Link previews are a ubiquitous feature found in almost every chat and messaging app for good reason. Online conversations become easier to maintain by providing images and text associated with the attached file.
Unfortunately, link previews can leak data, consume limited bandwidth, drain batteries, and expose links in chats that should be end-to-end encrypted.
Such criminals included Facebook, Instagram, LinkedIn and Line messaging, according to him a study.

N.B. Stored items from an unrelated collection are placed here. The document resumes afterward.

PR #59827, opened 2022-08-02
Rework repair menu

Night-Pryanik:
#### Summary
Interface "Rework repair menu"

#### Purpose of change
* Resurrect abandoned #50294 by @WelpThatWorked.
* Closes #50048.

#### Describe the solution
The work was mostly done by @WelpThatWorked. I just replaced all references to obsoleted `player` class with `Character` class and added missing translation stuff.

#### Describe alternatives you've considered
None.

#### Testing
Got sewing kit. Got some damaged clothing and repair components. Activated sewing kit, repaired clothing.

#### Additional context
изображение

PR #61438, opened 2022-10-03
Fix repair menu shows slow

### LINKED ISSUE #61380: Repairing articles of clothing is laggy asf
### Describe the bug

When I try to repair clothes, the game lags/freezes for a good few seconds.

### Steps to reproduce

1. get clothes to repair and a sewing kit
2. Loading.gif
3. List of items loaded after a while.
4. Change page from 1/3 to 2/3.
5. Loading.gif
6. Repair an item.
7. Loading.gif
8. Try to fit/repair/reinforce.
9. Loading.gif

### Expected behavior

No freezes or lags

### Screenshots

_No response_

- OS: Android
    - OS Version: Manufacturer: Lenovo; Model: Lenovo L58041; Release: 8.1.0; Incremental: 3.9.166_200309; 
- Game Version: 5e89406 [64-bit]
- Graphics Version: Tiles
- Game Language: English [en]
- Mods loaded: [
    Dark Days Ahead [dda],
    SpeedyDex [speedydex],
    Teleporter [Teleporter],
    Artifact Jewelries [Artifact Jewelries]
]

### Additional context

_No response_

EIIKaO:
#### Summary
Performance "Fix Repair menu shows slow"

#### Purpose of change
- Fix #61380
  - Stopped comparing against all recipes every time one item's repair probability is calculated, and instead used the recipes held by the item type.
- Now use the difficulty in uncraft recipes.
  -  And if the recipe did not define the difficulty, 5( on items' recipe and obsolete recipes ) or 0 ( on uncraft recipe ) are used for the default. As a result, some items show changes in repair success chances( see details in Testing and Additional context ).

#### Describe the solution
`repair_recipe_difficulty` function is that each time called compares the item to be repaired with all recipes in the recipe dictionary( recipes over 5,500 currently ).

If about 50 items appear in the repair menu, then at least 50*5,500( 275,000 ) comparisons will be done. I have concluded that the large number of times this comparison occurs is the bottleneck of the problem.

So I stopped comparing with all recipes and used the recipes held by the item type. If a recipe is not held or matched, it is matched either with the dictionary of uncraft or obsoletes. If none is found, -1 is returned.

Use a cache for comparison with all recipes ( converted to vector, not map, and kept in recipe_dictionary, but did not improve performance enough as far as I tried ).

#### Testing
In-game testing done. Performance was improved dramatically( in one case, what used to take about 30 seconds became 0.35 seconds ), and the returned difficulty level was as designed.

As far as I could confirm in-game, there were changes in the repair success chance. <del>This is probably all due to the difference in the handling of difficulty 0,</del> which is explained later.
- Decrease cases
`turnout coat` ( current code returned 0 because the obsolete recipes were not defined difficulty )
`US ballistic vest` ( cur code returned 0 because it has obsolete recipe and the other recipe in uncraft recipes with difficulty 2 was ignored )
- Increase cases
`acetylene torch`, `processor board`, `oxygen tank`, `flare`, `e-ink tablet PC` ( current code does not search for uncraft recipes, determining no recipe and returning difficulty -1 )
`some of materials` ( i.e. sheet of kevlar, lycra, synthetic fabric and etc... )

#### Additional context
Difficulty 0 has two main types.

The first one is explicitly defined as 0.
1. This meaning is very clear. That is, the difficulty level is very low( however, there does not seem to be a recipe with 0 defined in vanilla ).

The second one is complicated.

1. The most common cases would be that there is no need to define it, in other words, it is not expected to be created( but we can repair it ).
2. In other cases, by not defining it, they may expect a default value to be assigned.
3. Moreover, there may be cases where they forgot to define it.

In this PR, I decided to use 5 if the difficulty level was not defined. It is expected that case (2.) will be largely affected.

Advice and criticism **welcome**.

### Notes:
*Updated
It seems that there are cases where delays do not occur, evidenced by the video presented by  @Night-Pryanik https://github.com/CleverRaven/Cataclysm-DDA/pull/59827#issuecomment-1203081482.
In my environment there is about 6.5 seconds delay, almost the same as @pjf who provided saved data for testing.
If someone has an environment without delays, I would appreciate it if you could provide me with information ( PC environment, OS, etc. ) or your opinion.

*Updated 2
While reading the latest release code, I found a strange point.
https://github.com/CleverRaven/Cataclysm-DDA/blob/3f63c448f6089a1c4264c24ead234d19d612adf1/src/iuse_actor.cpp#L2822-L2842
In this case, the difficulty would return a maximum of 5 ( 7 after adjustment +2). As a result, a `handheld game system` with a difficulty of 8 in the recipe, for example, will return a minimum of 5 and a maximum of 7, making it easier to repair than expected. I wonder if this is as designed.

### DIFF
--- a/src/iuse_actor.cpp
+++ b/src/iuse_actor.cpp
@@ -2811,38 +2811,36 @@ bool repair_item_actor::handle_components( Character &pl, const item &fix,
     return true;
 }
 
-// Find the difficulty of the recipes that result in id
+// Find the difficulty of the recipe for the item type.
 // If the recipe is not known by the player, +1 to difficulty
 // If player doesn't meet the requirements of the recipe, +1 to difficulty
 // Returns -1 if no recipe is found
-static int find_repair_difficulty( const Character &pl, const itype &it, bool training )
+static std::pair<int, bool> find_repair_difficulty( const Character &pl, const itype &it,
+        bool training )
 {
-    // If the recipe is not found, this will remain unchanged
     int min = -1;
     const int def_diff = 5;
     const itype_id iid = it.get_id();
-    recipe uncraft_recipe = recipe_dictionary::get_uncraft( iid );
+    bool found = false;
+    bool difficulty_defined = false;
 
-    if( it.recipes.empty() && uncraft_recipe ) {
-        int uncraft_difficulty = uncraft_recipe.difficulty;
-        if( uncraft_difficulty == 0 ) {
-            uncraft_difficulty = -1;
-        } else if( !training && !pl.has_recipe_requirements( uncraft_recipe ) ) {
-            uncraft_difficulty++;
-        }
-        min = std::min( uncraft_difficulty, def_diff );
-    } else {
+    if( !it.recipes.empty() ) {
         for( const recipe_id &rid : it.recipes ) {
             const recipe &r = recipe_id( rid ).obj();
             if( !r ) {
                 continue;
             }
             // If this is the first time we found a recipe
-            if( min == -1 ) {
+            if( !found ) {
                 min = def_diff;
+                found = true;
             }
 
             int cur_difficulty = r.difficulty;
+
+            // Recipes with difficulty 0 are not present. Difficulty is considered undefined.
+            difficulty_defined = cur_difficulty != 0 || difficulty_defined;
+
             if( !training && !pl.knows_recipe( &r ) ) {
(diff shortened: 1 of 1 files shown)


KymasTuran:
Hope this is merged soon. I m repairing naked and with just the broken item. (old pc)
Are there plans to change the entire repair system?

How do link previews work?
When a sender includes a link in a message, the application will display the conversation along with the text (usually a title) and images that accompany the link.
For this to happen, the application itself – or a proxy designated by the application – must visit the link, open the file there and analyze what it contains. This can be an exposure of users to cyber attacks.
The most severe are those that can download malware. Other forms could be forcing an application to download files that are large enough to block the application, drain the batteries, or consume limited amounts of bandwidth.
If the link leads to private material – say, a tax return posted to a private OneDrive or DropBox account – the application server has the ability to view and store it indefinitely.
What applications expose you to such risks?
Talal Haj Bakry and Tommy Mysk, the researchers behind the report, found that Facebook Messenger and Instagram were the messaging applications most frequently involved in such actions.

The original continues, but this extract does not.